Traitant ensuite de l'apport de l'informatisation à la réforme de l'Etat, il s'est référé à la « grille de lecture » proposée par le cabinet Accenture, distinguant le service rendu à l'usager, dit « front office », du développement d'applications spécifiques aux métiers et à la fonction administrative, le «back office ».
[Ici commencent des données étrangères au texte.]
PR #1780, opened 2026-09-18
Replaced hogben regression test

### LINKED ISSUE #1654: GSL sometimes fails regression test
Most of the time, the full system tests pass as expected, however on some runs GSL fails for the HOGBEN simple sample problem (returning inf instead of the expected accuracy value).

Letizia97:
## Description of work

This is to replace a regression test, because GSL sometimes fails on the simple sample hogben regression test.

Fixes #1654

## Testing Instructions

1.
2.
3.

## Checklist


Letizia97:
Have set tolerance to be slightly higher **specifically and only** on hogben tests, but it's getting to the point where it needs to be 1e-1, which maybe is a bit too high. I've tried replacing the same test with a few different hogben examples and in every case the tolerance needs to be 1e-1 to allow tests to always pass (as opposed to sometimes fail, sometimes pass). Maybe we should consider whether we want to keep testing on these examples

PR #132, opened 2022-12-28
Change Dockerfile to download the required dependencies

### LINKED ISSUE #131: Remove dependency of Dockerfile on the custom base image
The base image we are using in the `Dockerfile` is a little old now and we need to update it to the latest we have on quay: `quay.io/yugabyte/connect-base-yb:0.4`

vaibhav-yb:
Before this, we used a base image with all the required dependencies (jars) which can then be used further by the image. This PR modifies the Dockerfile so that the process now downloads the jar files directly to the image while building. This PR closes #131

### DIFF
--- a/Dockerfile
+++ b/Dockerfile
@@ -3,11 +3,11 @@
 
 # The base image is derived from debezium/connect:1.7 and contains the following drivers
 # and connectors prepopulated:
-#  - JDBC Sink Connector v10.2.5
+#  - JDBC Sink Connector v10.6.0
 #  - YugabyteDB JDBC Driver v42.3.5-yb-1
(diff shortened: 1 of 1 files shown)


vrajat:
Is it possible to use download these dependencies using `curl` just like imx exporter? This way we don't have to depend on an unknown process to update the image. I can help. How to do you manually download the jars?

vaibhav-yb:
> Is it possible to use download these dependencies using `curl` just like imx exporter? This way we don't have to depend on an unknown process to update the image. I can help. How to do you manually download the jars?

Yes @vrajat it is possible since I download the dependencies using wget even today and then create the base image.

vrajat (approved):

PR #135, opened 2022-12-29
Retry mechanism around the call to `GetTabletListToPollForCDC` while handling tablet split

### LINKED ISSUE #133: Add retry around `GetTabletListToPollForCDC`
Currently, after we encounter a tablet split, we simply head over to handling the split in a function `handleTabletSplit()` - the function calls the api `YBClient#getTabletListToPollForCDC` so as to get a child tablet for the given split parent.

However, there are chances where the API can fail or throw exceptions. The goal is to add a retry around the API call itself so that at least the connector retries appropriately before failing the execution.

vaibhav-yb:
This PR closes #133

### DIFF
--- a/src/main/java/io/debezium/connector/yugabytedb/YugabyteDBStreamingChangeEventSource.java
+++ b/src/main/java/io/debezium/connector/yugabytedb/YugabyteDBStreamingChangeEventSource.java
@@ -357,7 +357,7 @@ public class YugabyteDBStreamingChangeEventSource implements
                       } catch (CDCErrorException cdcException) {
                         // Check if exception indicates a tablet split.
                         LOGGER.info("Code received in CDCErrorException: {}", cdcException.getCDCError().getCode());
-                        if (cdcException.getCDCError().getCode() == Code.TABLET_SPLIT) {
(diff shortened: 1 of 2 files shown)


src/main/java/io/debezium/connector/yugabytedb/YugabyteDBStreamingChangeEventSource.java
```diff
@@ -814,4 +806,67 @@ private void handleTabletSplit(CDCErrorException cdcErrorException,
...
+                    throw new Exception("Found unexpected ("
+                            + response.getTabletCheckpointPairListSize()
+                            + ") number of tablets while trying to fetch the children of parent "
+                            + splitTabletId);
+                }
+
+                retryCount = 0;
+                return response;
+            } catch (Exception e) {
+                ++retryCount;
```
vrajat, line 846: Should this code check for an exception type for retry or always retry>

vaibhav-yb: We have noticed during nemesis tests that the exceptions thrown are not specific, sometimes it's `NonRecoverableException`, sometimes `NotFound` so that's why we wanted to retry always.

vrajat (approved):

PR #142, opened 2023-01-18
[CDCSDK] Remove dependency on JDBC connection for decoding values

fourpointfour:
This PR has the changes for:
1. Removing the dependency on JDBC connection while decoding values
2. Modifying a test with the values for arrays as well

### DIFF
--- a/src/main/java/io/debezium/connector/yugabytedb/YugabyteDBChangeRecordEmitter.java
+++ b/src/main/java/io/debezium/connector/yugabytedb/YugabyteDBChangeRecordEmitter.java
@@ -42,7 +42,6 @@ public class YugabyteDBChangeRecordEmitter extends RelationalChangeRecordEmitter
     private final ReplicationMessage message;
     private final YugabyteDBSchema schema;
     private final YugabyteDBConnectorConfig connectorConfig;
-    private final YugabyteDBConnection connection;
     private final TableId tableId;
 
     private boolean shouldSendBeforeImage = false;
@@ -52,7 +51,7 @@ public class YugabyteDBChangeRecordEmitter extends RelationalChangeRecordEmitter
 
     public YugabyteDBChangeRecordEmitter(YBPartition partition, OffsetContext offset, Clock clock,
                                          YugabyteDBConnectorConfig connectorConfig,
-                                         YugabyteDBSchema schema, YugabyteDBConnection connection,
+                                         YugabyteDBSchema schema,
                                          TableId tableId, ReplicationMessage message, String pgSchemaName,
                                          String tabletId, boolean shouldSendBeforeImage) {
         super(partition, offset, clock);
@@ -60,7 +59,6 @@ public class YugabyteDBChangeRecordEmitter extends RelationalChangeRecordEmitter
         this.schema = schema;
         this.message = message;
         this.connectorConfig = connectorConfig;
-        this.connection = connection;
 
         this.pgSchemaName = pgSchemaName;
 
@@ -184,16 +182,13 @@ public class YugabyteDBChangeRecordEmitter extends RelationalChangeRecordEmitter
                 ? schemaColumns.size()
                 : columnsWithoutToasted.size()];
 
-        final Set<String> undeliveredToastableColumns = new HashSet<>(schema
-                .getToastableColumnsForTableId(table.id()));
         for (ReplicationMessage.Column column : columns) {
             // DBZ-298 Quoted column names will be sent like that in messages,
             // but stored unquoted in the column names
             final String columnName = Strings.unquoteIdentifierPart(column.getName());
-            undeliveredToastableColumns.remove(columnName);
             int position = getPosition(columnName, table, values);
             if (position != -1) {
-                Object value = column.getValue(() -> (BaseConnection) connection.connection(),
+                Object value = column.getValue(() -> null /* (BaseConnection) connection.connection()*/,
                         connectorConfig.includeUnknownDatatypes());
                 // values[position] = value;
                 values[position] = new Object[]{ value, Boolean.TRUE };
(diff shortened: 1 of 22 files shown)


src/main/java/io/debezium/connector/yugabytedb/connection/YBArray.java
```diff
@@ -0,0 +1,180 @@
+package io.debezium.connector.yugabytedb.connection;
```
vaibhav-yb, line 1: This file is for verifying the changes for the time being. IMO this is not even required as we already send the decoded values from the server, we simply need to parse those values properly which is what the current changes in `YugabyteDBValueConverter` is doing.

src/main/java/io/debezium/connector/yugabytedb/YugabyteDBChangeRecordEmitter.java
```diff
@@ -227,17 +222,14 @@ private Object[] updatedColumnValues(List<ReplicationMessage.Column> columns, Ta
...
         for (ReplicationMessage.Column column : columns) {
             // DBZ-298 Quoted column names will be sent like that in messages,
             // but stored unquoted in the column names
             final String columnName = Strings.unquoteIdentifierPart(column.getName());
-            undeliveredToastableColumns.remove(columnName);
 
             int position = getPosition(columnName, table, values);
             if (position != -1) {
-                Object value = column.getValue(() -> (BaseConnection) connection.connection(),
+                Object value = column.getValue(() -> null /*(BaseConnection) connection.connection()*/,
```
vrajat, line 232: Instead of passing `null`, can the parameter be removed. At least from my code browsing, looks like we can edit `ReplicationMessage`

src/main/java/io/debezium/connector/yugabytedb/YugabyteDBChangeRecordEmitter.java
```diff
@@ -284,7 +276,7 @@ private void refreshTableFromDatabase(TableId tableId) {
         try {
             // Using another implementation of refresh() to take into picture the schema information too.
             LOGGER.debug("Refreshing schema for the table {}", tableId);
-            schema.refresh(connection, tableId,
+            schema.refresh(null /* connection */, tableId,
```
vrajat, line 279: Same here. Remove the parameter?

src/main/java/io/debezium/connector/yugabytedb/YugabyteDBValueConverter.java
```diff
@@ -916,20 +920,29 @@ protected Object convertArray(Column column, Field fieldDefn, YugabyteDBType ele
             }
             else if (data instanceof PgArray) {
                 try {
-                    final Object[] values = (Object[]) ((PgArray) data).getArray();
+//                  final Object[] values = (Object[]) ((PgArray) data).getArray();
```
vrajat, line 923: nit: Remove the line?

src/main/java/io/debezium/connector/yugabytedb/connection/ReplicationMessageColumnValueResolver.java
```diff
@@ -198,6 +198,6 @@ public static Object resolveValue(String columnName, YugabyteDBType type, String
         }
 
         return value.asDefault(yugabyteDBTypeRegistry, type.getOid(), columnName, fullType,
-                includeUnknownDatatypes, connection);
+                includeUnknownDatatypes, null /* connection - passing null to see if we can makedo without connection */);
```
vrajat, line 201: Remove the parameter if possible?

src/main/java/io/debezium/connector/yugabytedb/connection/pgproto/YbProtoColumnValue.java
```diff
@@ -328,15 +328,15 @@ public Object asArray(String columnName, YugabyteDBType type, String fullType, P
              * }
              */
             final String dataString = asString();
-            return new PgArray(connection.get(), type.getOid(), dataString);
+            return new PgArray(/*connection.get()*/ null, type.getOid(), dataString);
```
vrajat, line 331: Can this return a `YBArray` instead?

src/main/java/io/debezium/connector/yugabytedb/connection/YBArray.java
```diff
@@ -0,0 +1,180 @@
...
+import org.postgresql.util.GT;
+import org.postgresql.util.PSQLException;
+import org.postgresql.util.PSQLState;
+
+import java.sql.SQLException;
+import java.util.ArrayList;
+import java.util.List;
+import java.util.Map;
+
+public class YBArray extends PgArray {
```
vrajat, line 18: Are there unit tests that we can also bring in especially for functions like `buildArrayList`

vrajat (changes requested):

src/main/java/io/debezium/connector/yugabytedb/YugabyteDBConnector.java
```diff
@@ -170,6 +170,16 @@ public List<Map<String, String>> taskConfigs(int maxTasks) {
 
         LOGGER.debug("Configuring {} YugabyteDB connector task(s)", taskConfigs.size());
         closeYBClient();
+
```
vrajat, line 173: Is this better in a `finally` block? One way to avoid a massive whitespace change is to turn this function into a `Impl` function, create the connection, call `Impl` and in `finally` close the connection

src/main/java/io/debezium/connector/yugabytedb/connection/YBArray.java
```diff
@@ -0,0 +1,180 @@
...
+    protected byte @Nullable [] fieldBytes;
+    public YBArray (int oid, String fieldString) throws SQLException {
+        super(null, oid, fieldString);
+        this.oid = oid;
+        this.fieldString = fieldString;
+    }
+
+    protected synchronized YBArrayList buildArrayList(String fieldString) throws SQLException {
+        if (this.arrayList == null) {
+            // TODO Vaibhav: You may need to make the delimiter call dependent on oid
```
suranjan, line 31: This delimeter call we should do in Connector and send to all the tasks.

src/main/java/io/debezium/connector/yugabytedb/YugabyteDBValueConverter.java
```diff
@@ -916,20 +920,29 @@ protected Object convertArray(Column column, Field fieldDefn, YugabyteDBType ele
...
     }
 
+    private String[] getArrayElements(Object data) {
+        // This simple hack may not be feasible for 2D arrays
+        // TODO: add test for 2D arrays
+        String dataString = data.toString();
+        dataString = dataString.substring(1, dataString.length() - 1);
+        return dataString.split(",");
+    }
+
```
suranjan, line 945: Instead of this, can't we just resuse the method of pgArray/YBArray by passing the default delimeter.
Ideally it should be able to handle recursion 2d/3d arrays.

Issue #148, opened 2023-02-07
Refactor the changes for stream consistency to smaller PRs


vaibhav-yb:
As per current discussion, the changes are categorized in the following (each bucket requires UTs):
1. Ignoring the safepoint record in the `YugabyteDBStreamingChangeEventSource`
2. Modifications to `add()`, `poll()` and `peek()` functions to properly process tablet safetime
3. Modifications to `Message#compareTo()` i.e. removing the comparison based on sequence
4. Logging related changes

PR #149, opened 2023-02-07
[#148] Ignore safepoint record in default streaming class

vaibhav-yb:


src/main/java/io/debezium/connector/yugabytedb/YugabyteDBStreamingChangeEventSource.java
```diff
@@ -379,6 +379,13 @@ protected void getChanges2(ChangeEventSourceContext context,
                                 .getResp()
                                 .getCdcSdkProtoRecordsList()) {
                             CdcService.RowMessage m = record.getRowMessage();
+
```
vrajat, line 382: cc @adithya-yb Is it better if CDC Service in the database sends a SafePoint only if a flag is set?

vaibhav-yb:
This is not required now as there will be server side changes which will instruct the server to not send a SAFEPOINT record in case consistency is not enabled.

PR #150, opened 2023-02-07
[#148] Modifications to add, poll and peek in Merger

vaibhav-yb:
This diff adds the following modifications to the above mentioned functions:
1. `add()` now updates the tablet safetime on adding every message
2. `peek()` now returns a message if the commit time of the front message is **less than or equal to** the stream safetime.
3. Asserts to detect any state which may lead to inconsistency, such asserts would throw an `AssertionError` and will cause the connector to stop now.
4. Unit tests for the added functions.

### DIFF
--- a/src/main/java/io/debezium/connector/yugabytedb/consistent/Merger.java
+++ b/src/main/java/io/debezium/connector/yugabytedb/consistent/Merger.java
@@ -11,6 +11,11 @@ import java.util.*;
  * @author Rajat Venkatesh, Vaibhav Kushwaha
  */
 public class Merger {
+    /*
+        Assumptions made:
+          1. The elements in a merge slot are sorted already because we assume a sorted order
+             from the WAL level itself.
+     */
     private static final Logger LOGGER = LoggerFactory.getLogger(Merger.class);
     private final PriorityQueue<Message> queue = new PriorityQueue<>();
     private final Map<String, List<Message>> mergeSlots = new HashMap<>();
@@ -35,6 +40,18 @@ public class Merger {
         if (message.record.getRowMessage().getOp() == CdcService.RowMessage.Op.SAFEPOINT) {
             LOGGER.debug("Received safe point message {}", message);
             return;
+        }
+
+        // TODO: Wrap these checks under a flag maybe.
+        if (!isMergeSlotSorted(this.mergeSlots.get(message.tablet))) {
+            throw new AssertionError("Merge slot is not sorted");
+        }
+
+        if (!this.mergeSlots.get(message.tablet).isEmpty()
+                && message.commitTime.compareTo(this.mergeSlots.get(message.tablet)
+                .get(this.mergeSlots.get(message.tablet).size() - 1).commitTime) < 0) {
+            throw new AssertionError("Commit time of the newly added message is less than the " +
+                                     "last message in the merge slot");
         }
 
         queue.add(message);
@@ -125,7 +142,7 @@ public class Merger {
         // less than that of the next message in the slot.
         if (!mergeSlots.get(polledMessage.tablet).isEmpty()
             && this.tabletSafeTime.get(polledMessage.tablet)
-                   .compareTo(mergeSlots.get(polledMessage.tablet).get(0).commitTime) == -1) {
+                .compareTo(mergeSlots.get(polledMessage.tablet).get(0).commitTime) < 0) {
                 setTabletSafeTime(polledMessage.tablet, mergeSlots.get(polledMessage.tablet).get(0).commitTime);
         }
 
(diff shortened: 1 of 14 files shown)


src/main/java/io/debezium/connector/yugabytedb/consistent/Message.java
```diff
@@ -49,6 +49,18 @@ public int compareTo(Message o) {
         return 0;
     }
 
+    @Override
+    public boolean equals(Object obj) {
```
vrajat, line 53: Can you add a couple of UTs?

src/main/java/io/debezium/connector/yugabytedb/consistent/Message.java
```diff
@@ -49,6 +49,18 @@ public int compareTo(Message o) {
...
+        Message o = ((Message) obj);
+        return this.tablet.equals(o.tablet)
```
vrajat, line 55: Should tablet and commitTime be sufficient? Also is it common to make sure `this` and `obj` are not the same while comparing two objects in java?

src/main/java/io/debezium/connector/yugabytedb/consistent/Merger.java
```diff
@@ -77,6 +119,16 @@ public synchronized Optional<Message> poll() {
         LOGGER.info("Message is: {}", polledMessage);
         LOGGER.info("Records for tablet: {}", mergeSlots.get(polledMessage.tablet).size());
         mergeSlots.get(polledMessage.tablet).removeIf(item -> item.compareTo(polledMessage) == 0);
+
+        // After removing the record, if there is any record left in the slot then update the tablet
+        // safetime to the value of the first record in the merge slot, iff the tablet safetime is
+        // less than that of the next message in the slot.
+        if (!mergeSlots.get(polledMessage.tablet).isEmpty()
```
vrajat, line 126: IIRC we had decided to remove this block? Is it still required?

vrajat (changes requested):
Will there be a new PR for asserts?

src/main/java/io/debezium/connector/yugabytedb/consistent/Merger.java
vaibhav-yb: Removing this block was still causing the connector getting stuck issue, so this time I added the condition to only update on removal if the first message's commit time is higher than the tablet safetime so that we do not get stuck and that helped.

src/main/java/io/debezium/connector/yugabytedb/consistent/Message.java
vaibhav-yb: Two messages who belong to the same txn for same tablet will have the same tablet ID and commitTime and thus it will not be sufficient.

Not sure about the other question if it's a common practice.

vaibhav-yb:
> Will there be a new PR for asserts?

Yes @vrajat There will be a separate PR for asserts and dumps as it requires me to merge all three of the existing changes first since asserts cover Merger and Messages both.

src/main/java/io/debezium/connector/yugabytedb/consistent/Merger.java
```diff
@@ -19,17 +24,36 @@ public class Merger {
...
+        setTabletSafeTime(message.tablet, message.commitTime);
         if (message.record.getRowMessage().getOp() == CdcService.RowMessage.Op.SAFEPOINT) {
             LOGGER.debug("Received safe point message {}", message);
-            tabletSafeTime.put(message.tablet, message.commitTime);
-            LOGGER.debug("Put {}:{}, verifying {}", message.tablet, message.commitTime, tabletSafeTime.get(message.tablet));
             return;
         }
+
+        // TODO: Wrap these checks under a flag maybe.
+        if (!isMergeSlotSorted(this.mergeSlots.get(message.tablet))) {
```
vrajat, line 46: Is this assert required? Since the next assert checks that the last message is older in terms of sort order, the array should be sorted.

src/main/java/io/debezium/connector/yugabytedb/consistent/Merger.java
```diff
@@ -19,17 +24,36 @@ public class Merger {
...
+            throw new AssertionError("Merge slot is not sorted");
+        }
+
+        if (!this.mergeSlots.get(message.tablet).isEmpty()
```
vrajat, line 50: It is better to compare the two messages and not just the commitTime. I think this condition is not correct as it may break for BEGIN/COMMIT etc. `message.compareTo(lastMessage)` is more appropriate.

src/main/java/io/debezium/connector/yugabytedb/consistent/Merger.java
```diff
@@ -40,6 +64,16 @@ public BigInteger streamSafeTime() {
         return Collections.min(tabletSafeTime.values());
     }
 
+    /**
+     * Set the safetime for the tablet to the given value.
+     * @param tabletId the tablet UUID for which the safetime needs to be set
+     * @param safeTime the safetime to be set
+     */
+    public void setTabletSafeTime(String tabletId, BigInteger safeTime) {
```
vrajat, line 72: I am assuming `setTabletSafeTime` will be called only from `add`. So maybe a duplicate of assert in `add`.

An assert that safeTime can only move forward (or stay in place) will be good to have hear.

src/main/java/io/debezium/connector/yugabytedb/consistent/Merger.java
```diff
@@ -52,9 +86,27 @@ public BigInteger safeTimeForTablet(String tabletId) {
...
     private Optional<Message> peek() {
         Message message = queue.peek();
-        Optional<Message> peeked = message != null && message.commitTime.compareTo(this.streamSafeTime()) < 0
+
+        if (message == null) {
+            LOGGER.warn("Message after peeking is null (actually means to message in queue)");
+        } else {
+            LOGGER.warn("Message is not null in queue - actual message is {}", message);
+            if (!(message.commitTime.compareTo(this.streamSafeTime()) <= 0)) {
+                LOGGER.warn("Comparison commit time for message and stream safetime failed (may indicate issues)");
```
vrajat, line 104: Require a config parameter that after X iterations or time, an assert should be triggered.

src/test/java/io/debezium/connector/yugabytedb/consistent/MessageTest.java
```diff
@@ -61,6 +63,104 @@ public void comparatorTest() {
         assertEquals(1, commit.compareTo(insert));
     }
 
+    @DisplayName("Two unequal messages are detected")
```
vrajat, line 66: This test should also pass the `Parameterized` and `MethodSource` way.

vrajat (changes requested):
For testing asserts, it should be sufficient to add two messages out of order in the same tablet? That should fire the assert (that you may add) in `setTabletSafeTime`.

Two messages that have the same commitTime but out of order like COMMIT followed by BEGIN should trigger the other assert in `add`.

src/main/java/io/debezium/connector/yugabytedb/consistent/Merger.java
```diff
@@ -64,10 +122,17 @@ private Optional<Message> peek() {
         return peeked;
     }
 
+    /**
+     * Get the front message from the queue to process further. This function also removes the
+     * message from the relevant merge slot and update the tablet safetime if required.
```
vrajat, line 127: nit: Can you update the java doc about updating the tablet safetime

src/main/java/io/debezium/connector/yugabytedb/consistent/Merger.java
```diff
@@ -88,4 +162,62 @@ public boolean isEmpty() {
     public boolean isSlotEmpty(String tabletId) {
         return mergeSlots.get(tabletId).isEmpty();
     }
+
+    /**
+     * Whether the messages in the merge slot are sorted properly by the virtue of their
```
vrajat, line 167: Looks like this is unused. Keep it or remove it?

vrajat (commented):
Couple of minor comments. Ack on taking up the config parameter in a different PR

src/main/java/io/debezium/connector/yugabytedb/consistent/Merger.java
vaibhav-yb: Let's keep it for sometime, if required we will remove it around the final cleanup.

src/main/java/io/debezium/connector/yugabytedb/consistent/Merger.java
vaibhav-yb: Done.

vrajat (approved):

PR #154, opened 2023-02-08
[#148] Add UT with complex hierarchical table dependencies

vaibhav-yb:
This PR adds a test with complex hierarchy of tables with FK relationships.

### DIFF
--- a/src/test/java/io/debezium/connector/yugabytedb/YugabyteDBStreamConsistencyTest.java
+++ b/src/test/java/io/debezium/connector/yugabytedb/YugabyteDBStreamConsistencyTest.java
@@ -57,6 +57,8 @@ public class YugabyteDBStreamConsistencyTest extends YugabyteDBTestBase {
     public void before() {
         initializeConnectorTestFramework();
 
+        TestHelper.execute("DROP TABLE IF EXISTS address;");
+        TestHelper.execute("DROP TABLE IF EXISTS contract;");
         TestHelper.execute("DROP TABLE IF EXISTS employee;");
         TestHelper.execute("DROP TABLE IF EXISTS department;");
     }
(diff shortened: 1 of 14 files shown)


src/test/java/io/debezium/connector/yugabytedb/YugabyteDBStreamConsistencyTest.java
```diff
@@ -180,4 +184,130 @@ public void recordsShouldStreamInConsistentOrderOnly() throws Exception {
...
+                            LOGGER.info("Consumed " + totalConsumedRecords.get() + " records");
+                        }
+
+                        return recordsToAssert.size() == total;
+                    });
+        } catch (ConditionTimeoutException exception) {
+            fail("Failed to consume " + totalCount + " records in 600 seconds, consumed " + totalConsumedRecords.get(), exception);
+        }
+
+        assertEquals(total, recordsToAssert.size());
```
suranjan, line 293: Do we just assert the count?

suranjan (changes requested):

src/test/java/io/debezium/connector/yugabytedb/YugabyteDBStreamConsistencyTest.java
vaibhav-yb: No, we assert the record's position as well later in the test.

src/test/java/io/debezium/connector/yugabytedb/YugabyteDBStreamConsistencyTest.java
```diff
@@ -180,4 +184,130 @@ public void recordsShouldStreamInConsistentOrderOnly() throws Exception {
...
+        // Dummy wait
+        TestHelper.waitFor(Duration.ofSeconds(25));
+
+        List<SourceRecord> recordsToAssert = new ArrayList<>();
+
+        final long total = totalCount;
+        AtomicLong totalConsumedRecords = new AtomicLong();
+        try {
+            Awaitility.await()
+                    .atMost(Duration.ofSeconds(600))
```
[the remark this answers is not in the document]
vaibhav-yb: This is what we refactored our iterative functions to, if it remains a function of iteration then it will forever keep waiting for records if it gets stuck. We could have added another timeout in that iteration but then using Awaitility seemed a better idea - all the other tests currently follow the same.

PR #155, opened 2023-02-15
Adding changes for consistent streaming of records

vaibhav-yb:
This PR adds the support for consistent streaming of the change records to the connector.


src/main/java/io/debezium/connector/yugabytedb/SourceInfo.java
```diff
@@ -110,24 +119,25 @@ protected SourceInfo(YugabyteDBConnectorConfig connectorConfig, OpId lastCommitL
...
      * @return this instance
      */
-    protected SourceInfo update(String tabletId, OpId lsn, Instant commitTime, String txId,
-                                TableId tableId,
-                                Long xmin) {
+    protected SourceInfo update(String tabletId, OpId lsn, long commitTime, String txId,
+                                TableId tableId, Long xmin, Long recordTime) {
         this.lsn = lsn;
-        if (commitTime != null) {
-            this.timestamp = commitTime;
```
vrajat, line 127: `timestamp` is not set anymore. Is it being used anywhere?

vrajat (commented):
`SourceInfo` and `YugabyteDBOffsetContext` and their usage requires unit tests in IMO. 

Similarly I think `YugabyteDBStreamingChangeEventSource` require some basic unit tests. Most of the changes are moving from private to protected. However, as more changes are made, it should be possible to add tests quickly.

src/main/java/io/debezium/connector/yugabytedb/SourceInfo.java
vaibhav-yb: It's not being used anywhere, but it gets published as a part of the message in the topic. I can we can still populate the field.

src/main/java/io/debezium/connector/yugabytedb/YugabyteDBOffsetContext.java
```diff
@@ -214,14 +214,14 @@ public void updateSnapshotPosition(Instant timestamp, TableId tableId) {
     }
 
     public void updateWalPosition(String tabletId, OpId lsn, OpId lastCompletelyProcessedLsn,
-                                  Instant commitTime,
-                                  String txId, TableId tableId, Long xmin) {
+                                  long commitTime,
+                                  String txId, TableId tableId, Long xmin, Long recordTime) {
```
vaibhav-yb, line 218: @vrajat Should this be `BigInteger` instead of `Long` or `long`

vrajat (commented):
Changes look good in general. Can you provide a description of why the refactor is useful? Is it removing the duplicate or unused code or cleaning up the APIs?

vrajat:
Sorry - ignore the previous comment. Wrong diff.

vrajat:
What is the plan to merge this PR? A couple of action items are to ensure github actions and jenkins runs are successful

vaibhav-yb:
@vrajat I have modified the GH Actions accordingly in order to get them run successfully, but the only issue will be that the consistency tests will fail in the runs against the stable YB build as that runs against 2.16 and doesn't have the required changes. I will update that to not run the test for consistency so that even they are successful.

Are there any other items you're talking about?

vrajat:
Will jenkins run the consistency tests?

src/main/java/io/debezium/connector/yugabytedb/YugabyteDBConsistentStreamingSource.java
```diff
@@ -0,0 +1,457 @@
...
+                }
+                catch (InterruptedException ie) {
+                    LOGGER.warn("Connector retry sleep interrupted by exception: {}", ie);
+                    Thread.currentThread().interrupt();
+                }
+            }
+        }
+    }
+
+    private void dispatchMessage(YugabyteDBOffsetContext offsetContext, Map<String, Boolean> schemaNeeded,
```
vrajat, line 308: This function should be reusable from Streaming Source as well? Can you add an issue to track the task of reusing this fn?

vrajat (approved):

PR #160, opened 2023-02-15
[#148] Ignore DDL records while adding to merger

vaibhav-yb:
This PR adds the diff which will directly get the DDL records dispatched and not let them get added to the merger.


src/main/java/io/debezium/connector/yugabytedb/YugabyteDbConsistentStreaming.java
```diff
@@ -202,11 +202,18 @@ protected void getChanges2(ChangeEventSourceContext context,
                                     .getCdcSdkProtoRecordsList()) {
                                 CdcService.RowMessage.Op op = record.getRowMessage().getOp();
 
-                                merger.addMessage(new Message.Builder()
-                                        .setRecord(record)
-                                        .setTabletId(tabletId)
-                                        .setSnapshotTime(response.getSnapshotTime())
-                                        .build());
+                                if (!schemaNeeded.get(tabletId) && record.getRowMessage().getOp() == CdcService.RowMessage.Op.DDL) {
```
vrajat, line 205: Why is `!schemaNeeded.get(tabletId)`? Should all DDL bypass merger?

vrajat (approved):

Concernant les services rendus aux usagers, M. Jean Arthuis, président, a observé que les orientations françaises tendaient à concilier la simplification de la vie administrative avec la préservation des libertés et que les formalités administratives en ligne permettaient de s'affranchir des contraintes spatiales et temporelles, tout en gagnant en rapidité, voire en simplicité. Jugeant la diffusion de l'accès à Internet comme une condition déterminante des progrès de l'administration en ligne, il a estimé fondamental que le programme gouvernemental vise à mettre tous les Français qui le souhaitaient en capacité d'accéder à Internet et à l'administration électronique d'ici à l'horizon 2007. Jugeant également important que les usagers bénéficient d'une incitation financière à l'usage des téléprocédures, il a rappelé la mise en place, à l'initiative de la commission des finances du Sénat, d'une réduction d'impôt sur le revenu de dix euros en faveur des télédéclarants, souhaitant élargir des mesures d'une telle nature à d'autres impôts et à la sphère sociale, particulièrement en direction des PME. Il a rappelé l'objectif gouvernemental prévoyant que 100 % des procédures administratives puissent faire l'objet d'une téléprocédure en 2007 et cité plusieurs exemples significatifs de l'état d'avancement de ce programme.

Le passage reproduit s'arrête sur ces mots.